Boiling point: 617.77℃ (rough estimate)
Density: 1.3783 (rough estimate)
Refractive index: 1.6400 (estimate)
Epirubicin is one of the drugs selected to treat solid tumors. It acts directly on DNA, interferes with and prevents DNA replication and transcription. It affects the function of mitochondria by inhibiting the activities of respiratory enzymes such as succinate oxidase and NADPH oxidase. It has been found that it can induce apoptosis of cancer cells, which may occur through the mitochondrial pathway of apoptosis. Due to its excretion through the hepatobiliary system, the patients with liver dysfunction should be reduced to avoid accumulation of poisoning; for patients with moderate liver dysfunction (bilirubin 1.4-3mg / 100ml or BSP retention 9-15%), the dosage should be reduced by 50%; for patients with severe liver dysfunction (bilirubin > 3mg / 100ml or BSP retention > 15%), the dosage should be reduced by 75%; for patients with moderate renal dysfunction, there is no need to reduce the dosage, because Only a small amount of the drug is excreted through the kidney. The usage is intravenous administration. It is suggested to inject normal saline first to check the patency of the infusion tube and after the injection needle is indeed in the vein, then to give medicine through the patency of the infusion tube. This method can reduce the risk of drug spillover and ensure that the vein is flushed with saline after administration. If epirubicin overflows the vein during injection, it will cause serious tissue damage or even necrosis. If the same vein is injected in small vein or repeatedly, it will cause venous sclerosis. It cannot be mixed with heparin, because the chemical properties of the two are not compatible, and precipitation reaction will occur at a certain concentration. It can be used with other anti-tumor drugs, but the dosage of epirubicin should be reduced, not in the same syringe Mixed drugs.

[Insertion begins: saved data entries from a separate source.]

PR #466, opened 2024-05-23
chore: fork Foundry Forge

agostbiro:
Adds a fork of Foundry's Forge as a library to the EDR workspace to serve as a basis of the Solidity tests features. As discussed, this is a clean fork, applying patches from upstream is not a prio. The forked commit is: https://github.com/foundry-rs/foundry/commits/0a5b22f07

Forge depends on a lot of crates within Foundry. These are included in this fork. The test suites for all these crates are included as well. Foundry Solidity build tools are necessary to run these tests, so these are also included.  

At the linked commit, the Foundry repo has 123275 lines of Rust code, this fork has 56243 lines of Rust code. I've only changed the included Foundry code to pass our lints and disable flaky tests.  I suspect that we can further remove a significant part of these 56k lines in the future. 

The Foundry repo uses workspace dependencies so I added these to our root Cargo.toml. Unifying these dependencies with EDR crates is a [follow up task.](https://github.com/NomicFoundation/edr/issues/467) The Foundry repo had a lot of customized compilation flags in their root Cargo.toml, I ported these to our root manifest as well to speed up compilation.


.cargo-husky/hooks/pre-commit
```diff
@@ -13,9 +13,7 @@ fi
 # Set -x  here to avoid printing secrets
 set -xe
 
-# Setting RUSTFLAGS env for clippy makes it not include custom rules
-RUSTFLAGS=-Dwarnings cargo check --workspace --all-targets ${ALL_FEATURES}
-cargo clippy --all --all-targets ${ALL_FEATURES} -- -D warnings
```
agostbiro, line 18: I've removed the separate `cargo check` as Clippy is running it anyway and it was triggering recompilation for some reason.

.cargo/config.toml
```diff
@@ -28,7 +28,6 @@ rustflags = [
     "-Wclippy::float_cmp_const",
     "-Wclippy::fn_params_excessive_bools",
     "-Wclippy::from_iter_instead_of_collect",
-    "-Wclippy::if-not-else",
```
agostbiro, line 31: I removed this lint as Foundry code has a pattern of checking for error conditions first with `if !invariant { error } else { ... }`. I think this is a reasonable pattern that we shouldn't prevent.

.gitignore
```diff
@@ -29,9 +29,6 @@ pids
 # Directory for instrumented libs generated by jscoverage/JSCover
 lib-cov
 
-# Coverage directory used by tools like istanbul
-coverage
```
agostbiro, line 33: Removed this as it excluded the `coverage` directory in the Foundry code and we don't use JS code coverage

.github/workflows/edr-ci.yml
```diff
@@ -46,12 +46,12 @@ jobs:
...
-        uses: actions-rs/cargo@v1
-        with:
-          command: hack
-          args: check --feature-powerset --no-dev-deps
+  
+  #      - name: Cargo hack
+  #        uses: actions-rs/cargo@v1
+  #        with:
+  #          command: hack
+  #          args: check --feature-powerset --no-dev-deps
```
agostbiro, line 54: This is temporary

.cargo/config.toml
Wodann: Why not just allow the pattern in the foundry crates?

Cargo.toml
```diff
@@ -1,14 +1,186 @@
...
+# Uncomment this section if you're using a debugger.
+debug = 1
 
+# Optimized release profile.
 [profile.release]
 rpath = true
+opt-level = 3
+debug = "line-tables-only"
+lto = "fat"
+strip = "debuginfo"
```
Wodann, line 44: Does this imply stripping of debug info? This would prohibit sampling profiling

crates/edr_napi/Cargo.toml
```diff
@@ -17,7 +17,7 @@ log = { version = "0.4.20", default-features = false }
 napi = { version = "2.16.0", default-features = false, features = ["async", "error_anyhow", "napi8", "serde-json"] }
 napi-derive = "2.16.0"
 edr_defaults = { version = "0.3.5", path = "../edr_defaults" }
```
Wodann, line 19: Is there a way to link these versions to the workspace too?

Cargo.toml
```diff
@@ -1,14 +1,186 @@
...
+bitvec.opt-level = 3
+
+# fuzzing
+proptest.opt-level = 3
+foundry-evm-fuzz.opt-level = 3
+
+# keystores
+scrypt.opt-level = 3
+
+[workspace.dependencies]
```
Wodann, line 84: Is there a follow-up to make the EDR crates use the workspace dependencies?

Wodann:
It's hard for me to evaluate the side-effects of all of the changes to the workspace's `Cargo.toml`. Do you have a full understanding of that? Are there any things to be aware of?

.cargo/config.toml
agostbiro: We're planning to heavily modify the foundry crates, and it's not great if there are different coding standards for different parts of the code base + I don't think the pattern is actually harmful.

Cargo.toml
agostbiro: Yep it's here: https://github.com/NomicFoundation/edr/issues/467

crates/edr_napi/Cargo.toml
agostbiro: Yep there is a follow up task: https://github.com/NomicFoundation/edr/issues/467

Cargo.toml
agostbiro: Good catch on this setting. I looked up the [default release params](https://doc.rust-lang.org/cargo/reference/profiles.html#release) and there it's `debug = false` actually, so the `debug` and `strip` flags are superfluous here and I've removed them.

Regarding sampling profiling, that needs full debug info, so we have to run it with an override currently as well: `CARGO_PROFILE_RELEASE_DEBUG=true cargo flamegraph ...`

agostbiro:
> It's hard for me to evaluate the side-effects of all of the changes to the workspace's `Cargo.toml`. Do you have a full understanding of that? Are there any things to be aware of?

Thanks for your review! The main thing to look out for is not to break `edr_napi` I think. This I've checked locally and the CI checks for the various supported platforms passed as well, so for me it's ok.

.gitignore
```diff
@@ -14,7 +14,6 @@ workspace.code-workspace
 # ignoring the node_modules part, as it'd ignore every node_modules, and we have some for testing
 
 # Logs
-logs
```
agostbiro, line 17: Removed this as it excluded the `logs` directory in Foundry test data. We can re-add it in subdirectories if it becomes necessary

.github/workflows/edr-ci.yml
```diff
@@ -47,11 +47,11 @@ jobs:
...
-      - name: Cargo hack
-        uses: actions-rs/cargo@v1
-        with:
-          command: hack
-          args: check --feature-powerset --no-dev-deps
+      - name: Cargo hack for EDR crates
+        run: |
+          chmod +x ./github/scripts/cargo-hack-edr.sh
+          ./github/scripts/cargo-hack-edr.sh
+        shell: bash
```
agostbiro, line 54: `cargo-hack`, the tool that makes sure that all feature combinations compile is failing for the Foundry crates. Since we aren't planning to publish them, this is ok, so I changed the CI to only run `cargo-hack` for EDR crates.

agostbiro:
> I think this has effects beyond publishing. In my normal workflow I always test syntax with `--all --no-default-features` and `--all --all-features` when doing `cargo check`. If either of those would now start failing due to foundry having invalid syntax, that would disrupt my workflow as well.

Right, `--all --all-features` is covered by clippy, but `--all --no-default-features` could've failed undetected. 

I addressed this in [75b1443](https://github.com/NomicFoundation/edr/pull/466/commits/75b1443475507a1b03d44d13da0958379aadb633) by splitting up the `cargo hack` check and now we run `cargo check --all --no-default-features` for all crates and `cargo hack check --feature-powerset --exclude-no-default-features --no-dev-deps` for EDR crates only.

.github/workflows/edr-ci.yml
agostbiro: Update: https://github.com/NomicFoundation/edr/pull/466#issuecomment-2132907024

Wodann:
Thanks!

Wodann (approved):

Issue #299, opened 2024-02-25
Make `hardhat-tracer` work with HH+EDR


fvictorio:
**Definition of done**

`hardhat-tracer` should work with HH+EDR as well as it works with HH+EJS. Performance is not significantly degraded when used with HH+EDR.

**To-do**

- [x] #331
- [x] #332
- [x] #333
- [x] #334
- [x] #297

fvictorio:
Done: https://github.com/zemse/hardhat-tracer/commit/ffe997494aa506ef11896a013a8ae4fa5c82a10c

PR #469, opened 2024-05-24
Add traces to `debug_traceCall` and `debug_traceTransaction`

fvictorio:


agostbiro (approved):
Thanks LGTM as a quick fix with the caveat, that I'd expect this change to cause a significant slow down in the `debug_trace*` methods due to doubling tracing work when `verbose_tracing = true` with `hardhat-tracer`.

For breast cancer, ovarian cancer, digestive tract cancer (such as advanced gastric cancer, advanced rectal and colon cancer), malignant lymphoma, lung cancer and malignant melanoma, etc.
Compound (I) is N-acylated with trifluoroacetic anhydride to protect the amino group to give compound (II). Reoxidation to ketone (III) followed by reduction to alcohol (IV). Removal of the ether bond under the action of an acid followed by esterification with trifluoroacetic anhydride to compound (VI), followed by selective chlorination, afforded the desired side chain (VII). Compound (VIII) is reacted with dimethylacetal to form ketal (IX), and then reacted with the above-prepared side chain (VII) to hydrolyze the obtained compound (X) to obtain epirubicin.